Enter Advanced Data Analysis

Einar’s turning point was discovering ChatGPT’s Advanced Data Analysis (ADA) feature. ADA combines GPT-4 with a Python interpreter, allowing users to upload datasets (up to 100 MB) and execute code interactively. This transforms AI from a text generator into a virtual data scientist. For Einar’s M&A bank, it meant feeding historical SaaS company data into the system and asking ADA to predict monthly recurring revenue (MRR) thresholds. Without writing a single line of code, he accessed sophisticated analytics, unleashing strategic insights at a fraction of the usual cost.

Building Predictive Models

Predictive modeling is at the heart of AI-powered lead generation. Einar outlines the core steps:

  1. Data Preparation: Clean and standardize historical records, handling missing values with imputation or removal to ensure model accuracy.
  2. Feature Engineering: Convert raw inputs—like installed technologies from BuiltWith—into machine-learning-friendly formats such as one-hot encoding.
  3. Model Training: Engage ADA to train multiple classifiers (random forests, support vector machines), tweaking hyperparameters to optimize metrics like precision over recall for lead quality.
  4. Evaluation and Tuning: Interpret precision, recall, F1 scores, and confusion matrices. Iteratively adjust the model until it reliably identifies high-value leads.
  5. Deployment: Export the trained model, feature encodings, and a Python script. Run predictions on new lists of prospects to prioritize outreach.

This process shifts AI from a novelty to a core lead-generation engine, focusing resources on viable targets rather than volume.

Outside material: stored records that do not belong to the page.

PR #94, opened 2025-05-22
fix: submit channel refactors

dylanlott:
# fix: submit channel refactors

This PR includes several fixes and refactors to the channel submission logic. 

- Handle 403 errors with `Skip`s instead of erroring
- Adds `retry_count` increments to some code paths that weren't previously ticking the count
- Adds per-slot limiting to the block building loop so that the retry function doesn't simply get called again after 3 attempts
- Explicitly logs the `call` results of the blob transaction to aid with debugging
- Adds gas bumping logic to the submit task to facilitate transaction replacement

Additionally, there are some configuration changes that needed to be made.

- Additional broadcast hosts was just pointing back at the host RPC, which was adding noise to the logs and interfering with nonce debugging. This PR makes it optional and un-sets the duplicate host-rpc URL.
- Slot offset and start timestamp were incorrectly configured and have been updated to their correct values

Closes ENG-1079

See: [Builder Retry Logic](https://www.notion.so/init4tech/Builder-Retry-Logic-1f43e1cd45398092a1b3fb692dd37787?pvs=4)

### DIFF
--- a/Cargo.toml
+++ b/Cargo.toml
@@ -27,11 +27,11 @@ integration = []
 [dependencies]
 init4-bin-base = { version = "0.4.1", features = ["perms"] }
 
-signet-constants = { git = "https://github.com/init4tech/signet-sdk", rev = "bd183b627dcb0eb682da801093b13f1f8311446b" }
-signet-sim = { git = "https://github.com/init4tech/signet-sdk", rev = "bd183b627dcb0eb682da801093b13f1f8311446b" }
-signet-tx-cache = { git = "https://github.com/init4tech/signet-sdk", rev = "bd183b627dcb0eb682da801093b13f1f8311446b" }
-signet-types = { git = "https://github.com/init4tech/signet-sdk", rev = "bd183b627dcb0eb682da801093b13f1f8311446b" }
-signet-zenith = { git = "https://github.com/init4tech/signet-sdk", rev = "bd183b627dcb0eb682da801093b13f1f8311446b" }
+signet-constants = { git = "https://github.com/init4tech/signet-sdk", rev = "ba5894f6fac35299d495ae115cd465a1f0791637" }
+signet-sim = { git = "https://github.com/init4tech/signet-sdk", rev = "ba5894f6fac35299d495ae115cd465a1f0791637" }
+signet-tx-cache = { git = "https://github.com/init4tech/signet-sdk", rev = "ba5894f6fac35299d495ae115cd465a1f0791637" }
+signet-types = { git = "https://github.com/init4tech/signet-sdk", rev = "ba5894f6fac35299d495ae115cd465a1f0791637" }
+signet-zenith = { git = "https://github.com/init4tech/signet-sdk", rev = "ba5894f6fac35299d495ae115cd465a1f0791637" }
 
 trevm = { version = "0.23.4", features = ["concurrent-db", "test-utils"] }
 
--- a/src/tasks/submit.rs
+++ b/src/tasks/submit.rs
@@ -4,7 +4,7 @@ use crate::{
     utils::extract_signature_components,
 };
 use alloy::{
-    consensus::SimpleCoder,
+    consensus::{SimpleCoder, constants::GWEI_TO_WEI},
     eips::BlockNumberOrTag,
     network::{TransactionBuilder, TransactionBuilder4844},
     primitives::{FixedBytes, TxHash, U256},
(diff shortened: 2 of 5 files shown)


dylanlott:
* **#94** <a href="https://app.graphite.dev/github/pr/init4tech/builder/94?utm_source=stack-comment-icon" target="_blank">Graphite</a> 👈 <a href="https://app.graphite.dev/github/pr/init4tech/builder/94?utm_source=stack-comment-view-in-graphite" target="_blank">(View in Graphite)</a>
* `main`


<h2></h2>

Cargo.toml
```diff
@@ -27,11 +27,17 @@ integration = []
...
+# signet-sim = { path = "../signet-sdk/crates/sim" }
+# signet-tx-cache = { path = "../signet-sdk/crates/tx-cache" }
+# signet-types = { path = "../signet-sdk/crates/types" }
+# signet-zenith = { path = "../signet-sdk/crates/zenith" }
+
+signet-constants = { git = "https://github.com/init4tech/signet-sdk", branch = "dylan/block-number" }
+signet-sim = { git = "https://github.com/init4tech/signet-sdk", branch = "dylan/block-number" }
+signet-tx-cache = { git = "https://github.com/init4tech/signet-sdk", branch = "dylan/block-number" }
+signet-types = { git = "https://github.com/init4tech/signet-sdk", branch = "dylan/block-number" }
+signet-zenith = { git = "https://github.com/init4tech/signet-sdk", branch = "dylan/block-number" }
```
dylanlott, line 40: Will be set back to main after PR is merged.

src/tasks/submit.rs
```diff
@@ -53,17 +61,14 @@ pub enum ControlFlow {
 }
 
 /// Submits sidecars in ethereum txns to mainnet ethereum
-#[derive(Debug)]
```
prestwich, line 56: there should never be 2 of these, if we're cloning it something is wrong. clone impl ought to be removed

src/tasks/submit.rs
```diff
@@ -91,98 +96,162 @@ impl SubmitTask {
...
         {
-            error!(
-                code = e.code,
-                message = %e.message,
-                data = ?e.data,
-                "error in transaction submission"
-            );
-
+            // NB: These errors are all handled the same way but are logged for debugging purposes
             if e.as_revert_data()
```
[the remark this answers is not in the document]
prestwich: started messing around here
https://github.com/init4tech/builder/pull/98/files

Cargo.toml
```diff
@@ -25,17 +25,17 @@ path = "bin/submit_transaction.rs"
...
 [dependencies]
-init4-bin-base = { version = "0.3.4", features = ["perms"] }
+init4-bin-base = { version = "0.4.1", features = ["perms"] }
 
-signet-constants = { git = "https://github.com/init4tech/signet-sdk", rev = "b8251ff0fec7cb14ca87e6f95c14f56bc2593049" }
-signet-sim = { git = "https://github.com/init4tech/signet-sdk", rev = "b8251ff0fec7cb14ca87e6f95c14f56bc2593049" }
-signet-tx-cache = { git = "https://github.com/init4tech/signet-sdk", rev = "b8251ff0fec7cb14ca87e6f95c14f56bc2593049" }
-signet-types = { git = "https://github.com/init4tech/signet-sdk", rev = "b8251ff0fec7cb14ca87e6f95c14f56bc2593049" }
-signet-zenith = { git = "https://github.com/init4tech/signet-sdk", rev = "b8251ff0fec7cb14ca87e6f95c14f56bc2593049" }
+signet-constants = { git = "https://github.com/init4tech/signet-sdk", rev = "ba5894f6fac35299d495ae115cd465a1f0791637" }
```
Evalir, line 30: note that technically there's a version mismatch here: `bin-base` will pull `signet-constants` from commit `bd183b627dcb0eb682da801093b13f1f8311446b` while this dep will be exclusively using this commit. This shouldn't cause problems right now, but it is something to be aware of. We could bump signet-constants as a patch release to make sure it's at the commit? @prestwich

src/tasks/submit.rs
```diff
@@ -22,11 +22,19 @@ use signet_sim::BuiltBlock;
...
+use std::time::{Instant, UNIX_EPOCH};
 use tokio::{sync::mpsc, task::JoinHandle};
 
+// NB: Consider pulling the below gas parameters out into env vars
+/// Base maximum fee per gas to use as a starting point for retry bumps
+pub const BASE_FEE_PER_GAS: u128 = 10_000_000_000; // 10 Gwei
+/// Base max priority fee per gas to use as a starting point for retry bumps
+pub const BASE_MAX_PRIORITY_FEE_PER_GAS: u128 = 2_000_000_000; // 2 Gwei
+/// Base maximum fee per blob gas to use as a starting point for retry bumps
+pub const BASE_MAX_FEE_PER_BLOB_GAS: u128 = 1_000_000_000; // 1 Gwei
```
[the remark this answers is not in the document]
dylanlott: Addressed in #100 which passes a `BlockEnv` to the `SubmitTask` so that it has basefee info.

Practical Implementation: From Data to Model Deployment

Putting theory into practice, Einar spent under an hour and minimal cost to build a functioning lead score model. He combined three data sources: a list of 200 known SaaS companies with disclosed MRR, BuiltWith technology spend estimates, and PPP loan records during the pandemic as a proxy for company size. Feeding this into ADA, he iteratively refined his model, then downloaded a serialized Python script. Now, his team can take tens of thousands of SaaS profiles, run them through the classifier, and instantly flag those above a $100,000 MRR threshold. This end-to-end workflow—data ingestion, analysis, and script-based deployment—mirrors a half-million-dollar enterprise BI setup but is achieved in minutes, democratizing advanced data analysis for any scaling SaaS business.

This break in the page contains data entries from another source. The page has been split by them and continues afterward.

PR #99, opened 2025-05-29
chore(deps): upgrade to latest alloy/sdk/trevm

Evalir:
Closes ENG-1109

### DIFF
--- a/Cargo.toml
+++ b/Cargo.toml
@@ -25,17 +25,17 @@ path = "bin/submit_transaction.rs"
 integration = []
 
 [dependencies]
-init4-bin-base = { version = "0.3.4", features = ["perms"] }
+init4-bin-base = { version = "0.4.1", features = ["perms"] }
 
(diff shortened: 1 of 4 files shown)


Evalir:
wonder if we should explicitly switch to the `SimpleNonceManager` instead of the `CachedNonceManager` as we did on the node?

prestwich:
we honestly want custom nonce management behavior here. so should drop it out entirely? or write our own?

Evalir:
i think we probably want to write our own, but to keep this moving, i propose:
- switch to the previous nonce manager to keep the status quo
- merge
- write a custom nonce manager in another pr

prestwich:
> I rebased my dylan/submit-channel-refactors branch on top of this to test it, and it compiled and ran with a cargo update && cargo build with the confirmed new alloy and trevm versions, so I'm in favor of merging now and following up nonce management with the submit refactors.

this sounds real good to me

The AI Landscape: What to Adopt Next

While Einar’s focus is M&A, the techniques apply broadly across B2B SaaS and beyond:

  • Identifying Ideal Customer Profiles (ICP): Use predictive analytics to recognize characteristics of your best customers and replicate success.
  • Preventing Churn: Analyze user behavior patterns to forecast at-risk accounts and intervene before renewal time.
  • Optimizing Upsells: Leverage data analysis to pinpoint cross-sell opportunities, increasing lifetime value by understanding purchase trajectories.

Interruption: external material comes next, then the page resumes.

PR #100, opened 2025-06-04
feat: passes sim result to the submit tasks

dylanlott:
# feat: Passes SimResult to the submit task

This PR adds a `SimResult` type that wraps a `BuiltBlock` and a `BlockEnv` together and sends them both to the `SubmitTask` so that a block's environment is known at submission time for gas calculation purposes.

By integrating AI-driven data analysis into your lead generation, you allocate marketing resources efficiently and craft targeted campaigns that resonate with high-value prospects.

Conclusion: Embrace the Change

The era of generic AI copywriting is giving way to intelligent data-driven lead generation. As Einar’s journey demonstrates, leveraging ChatGPT’s Advanced Data Analysis transforms unstructured data into actionable insights, enabling precise targeting and strategic growth.

Actionable Takeaway: Begin by collecting or augmenting your existing customer and prospect data. Then, experiment with ChatGPT ADA to build a simple predictive model—no advanced programming skills required.

What hidden variables in your data could redefine your lead-generation strategy?